Thursday, July 18, 2013

Hermit Life On-Going

My life as a Catholic hermit continues even though I have not written nor shared in a long time.  Much has occurred, all helpful and yet painfully so, in the on-going evolution of this hermit vocation within the Catholic Church and Her Eremetic Tradition.

It became obvious through reading, prayer and observation, that my hermit vocation was not being lived to the degree desired by God, in His will, and thus rather than trudging through writing about it, I more began living it more fully, more deeply, and as I mentioned, more painfully.

Pick up your cross daily and follow Me.  Jesus meant this not figuratively.  The hermit vocation is one of daily carrying a cross or several, at once or individually, consecutively or not.  The dying to self becomes quite acute at times, and the hermit may grasp at threads of some other life, perceived or lived out by others, when the hermit's life is rather to be lived uniquely within the very dying to self that requires the stricter separation from the world in more assiduous prayer and penance.

It became obvious that to continue trying to describe the life of a Catholic hermit in our times was not particularly productive, for there will always be those who dispute what is this eremitic life, what constitutes a vocation or call to the life, or to attempt some labels and levels of credibility.  Being distracted with disputations entangles the hermit in other than, not with, the very essence of living in and out the life.

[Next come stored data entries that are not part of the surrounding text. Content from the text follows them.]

Issue #1298, opened 2023-01-27
[🐛 Bug]: Test Runners Section in Documention on 'Write your first Selenium script' just contains placeholder texts.


ashutoshdubey133:
### What happened?

The Test Runners section in the documentation just has the following comment
-  //Add instruction

I think we are missing actual test runner examples. If someone can guide me in the right direction, I can look into it and create a PR.

This is the link - 
[Link](https://www.selenium.dev/documentation/webdriver/getting_started/first_script/#test-runners)

![image](https://user-images.githubusercontent.com/54872020/215077755-c1aa420c-842b-452b-acee-99e52b356e83.png)

### What browsers and operating systems are you seeing the problem on?

Not a browser specific problem.

GavinHaydy:
maybe I can do it

Grs257:
Need sometime

rpallavisharma:
I believe this bug is closed, i see information in test runner section - https://www.selenium.dev/documentation/webdriver/getting_started/using_selenium/

PR #1324, opened 2023-03-01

So I keep praying, reading, contemplating, working, suffering, and striving toward that which is unseen and unknown other than in faith, hope and love--and as the apostle to the Gentiles writes, the greatest is love.  God is love.  Seeking union with God, asking and desiring for this union, is perhaps the most solitary and silent quest of the Catholic hermit, this Catholic hermit, at least.

I have been pondering the various hermits, Catholic hermits, from John the Baptist onward in years passing within their own order of the present moments to this moment that is passing, momentarily.  Most of them at some point live in a type of exile.  So it is with this Catholic hermit. 

And exile is not reserved for Catholic hermits.  Having recently read The Four Independents, each life presented lived through essential exiles.  Gerard Manley Hopkins considered his final five years of life as an exile in Ireland.  Paul Claudell considered ten years in China in the early 20th century, as exile.

I have been considering exile lately, very much in comport with Bl. Charles de Foucauld, St. John on Patmos, and various eremitic prophet mystics of the Old Testament.  I consider Jesus in His various types of exile while on earth--His earthly life itself as exile.  I am with Him, in Him, in His Real Presence, in exile.  As such, being in His Real Presence has superseded most consideration of eremitic vocation, or Catholic hermit, or hermit, per se.  It is.  

Whether or not I consciously consider the vocation or the nomenclature of such vocation, hermit or eremite, it is, and I am in His Real Presence, in it, with and in Him, living it no matter if I attempt to flee.  It is, this vocation, an exile from the world (and as part of that world the temporal Catholic world) in all ways and means and descriptions from which the Catholic hermit cannot flee, if truly anointed with the oils of this life hidden from the eyes of men but very much in raw view, nakedly so, of His Real Presence:  Father, Son and Holy Spirit.